**Items listed in a dataset**
PR #1150, opened 2025-03-11
Add list AIPs endpoint to storage service API

jraddaoui:
- Add endpoint and scope to API design and docs.
- Generate goa code and dashboard client.
- Add `ListAips` implementation in storage service.
- Update ListAIPs in persistence, to consider the request payload and
  return filtered, ordered and paginated results.
- Update storage service clients and mocks.

Other:
- Ignore coverage and generated API client in ESLint.

Refs #1117.


internal/entfilter/filter.go
```diff
@@ -7,7 +7,8 @@ import (
 	"github.com/google/uuid"
 	"golang.org/x/exp/maps"
 
-	"github.com/artefactual-sdps/enduro/internal/enums"
+	ingest_enums "github.com/artefactual-sdps/enduro/internal/enums"
```
jraddaoui, line 10: At some point I'd like to have a similar directory structure for the ingest and storage packages and sub-packages.

internal/entfilter/filter.go
```diff
@@ -184,9 +185,11 @@ func validPtrValue(ptr any) bool {
 	}
 
 	switch t := ptr.(type) {
-	case *enums.SIPStatus:
+	case *storage_enums.AIPStatus:
 		return t != nil && t.IsValid()
-	case *enums.PreprocessingTaskOutcome:
+	case *ingest_enums.SIPStatus:
+		return t != nil && t.IsValid()
+	case *ingest_enums.PreprocessingTaskOutcome:
```
jraddaoui, line 192: At some point we may want to remove this type of checks from the now general purpose `entfilter` package, I see it as a good candidate for our `go-tools` repository in the future.

internal/storage/service.go
```diff
@@ -238,6 +238,13 @@ func (s *serviceImpl) ListLocations(
 	return s.storagePersistence.ListLocations(ctx)
 }
 
+func (s *serviceImpl) ListAips(
+	ctx context.Context,
+	payload *goastorage.ListAipsPayload,
+) (*goastorage.AIPs, error) {
+	return s.storagePersistence.ListAIPs(ctx, payload)
+}
+
```
jraddaoui, line 247: This service works a bit different than the ingest service. In here, we trust more on the generated Goa types and even return those errors from the persistence layer, so this method just goes directly to the persistence layer.

internal/storage/persistence/ent/client/client.go
```diff
@@ -65,15 +68,59 @@ func (c *Client) CreateAIP(ctx context.Context, goaaip *goastorage.AIP) (*goasto
...
+	qf.Contains(aip.FieldName, payload.Name)
+	qf.Equals(aip.FieldStatus, status)
+	qf.AddDateRange(aip.FieldCreatedAt, createdAt)
+	qf.OrderBy(entfilter.NewSort().AddCol("id", true))
+	qf.Page(ref.DerefZero(payload.Limit), ref.DerefZero(payload.Offset))
+	page, whole := qf.Apply()
+
+	res, err := page.All(ctx)
+	if err != nil {
+		return nil, goastorage.MakeNotAvailable(errors.New("cannot perform operation"))
```
jraddaoui, line 102: Also, it looks like we are returning `409` instead of `500` errors across the entire API, not sure if there was a reason for that, but we may want to consider changing that at some point. For now, I kept the same behavior in this endpoint.

internal/storage/service.go
jraddaoui: Which raises the question, why do we need an ent client and a service when the service could be the ent client at the same time. If we impose that the interactions with storage are done through the service (not directly going to the persistence layer), I think that could simplify the current implementation.

djjuhasz: Yes, I think it's a mistake to tightly couple the API layer to the persistence implementation (ent).

internal/storage/persistence/ent/client/client.go
djjuhasz: My impression from working with the Goa errors for issue #1141 is that the error handling code was "roughed in" but wasn't tested to make sure the HTTP response codes were consistent with the error that produced them.  I think part of the problem is that Goa error handling is not well documented, and there is mixing of different layers of the application --- like in this case where an API error (`goastorage.MakeNotAvailable()`) is being created in persistence layer.

internal/storage/service.go
djjuhasz: Ideally all of the parameters and returns from this service layer should be agnostic to the API implementation (i.e. not accepting `*goastorage.ListAipsPayload` and returning `*goastorage.AIPs`) and the persistence client implementation, like we've done in the ingest service.  Adapters should be used in between layers to convert types.

internal/storage/service_test.go
```diff
@@ -569,6 +569,67 @@ func TestServiceList(t *testing.T) {
...
+				Offset: 0,
+				Total:  1,
+			},
+		}
+
+		attrs.persistenceMock.
+			EXPECT().
+			ListAIPs(ctx, payload).
+			Return(aips, nil).
+			Times(1)
```
djjuhasz: `Times(1)` is the default, it doesn't need to be set explicitly.

internal/workflow/activities/upload_test.go
```diff
@@ -19,6 +19,7 @@ import (
 // StorageService implements goastorage.Service.
 type StorageService struct {
 	JWTAuthHandler          func(ctx context.Context, token string, scheme *security.JWTScheme) (ctx2 context.Context, err error)
+	ListAipsHandler         func(ctx context.Context, req *goastorage.ListAipsPayload) (res *goastorage.AIPs, err error)
```
djjuhasz: Wow, maintaining this mock `StorageService` struct seems like a hassle, why not use mockgen to generate a mock from the `goastorage.Service`?

djjuhasz (approved):
Thanks @jraddaoui.  I've made a few comments on things I think we should improve in the future, but I think for now this is a good iteration.

internal/storage/service.go
jraddaoui: I agree, but I also remember Sevein raising good points about this approach (API first, etc.), I'd like to check with him first before changing the entire service.

internal/storage/persistence/ent/client/client.go
jraddaoui: But there is a `StatusInternalServerError` error type available, that I think fits better in these cases.

internal/workflow/activities/upload_test.go
jraddaoui: I thought the same, and we already have a mock for that service, I'll give it a try ;)

internal/storage/service_test.go
jraddaoui: Copying without looking, there was A LOT of `.Times(1)` in these test :grin:

internal/storage/persistence/ent/client/client.go
djjuhasz: I agree that a 500 HTTP error response is better here, I just want to make sure we aren't returning 500 error codes in cases where it's not appropriate (e.g. when a invalid request parameter value is sent).

internal/storage/service.go
djjuhasz: Oh man, I hope "API first" doesn't imply that we should be tightly coupling our application code to the API implementation. :grimacing:

internal/workflow/activities/upload_test.go
jraddaoui: It was the client and I needed to update the activity to use the `Client` interface, which also required an update to reflect the new method.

**THE PROBLEM**
Would you copy every line of the entries in which "have" appears?

**RESULT OF THE EXERCISE**
jraddaoui, line 10: At some point I'd like to have a similar directory structure for the ingest and storage packages and sub-packages.
jraddaoui: I thought the same, and we already have a mock for that service, I'll give it a try ;)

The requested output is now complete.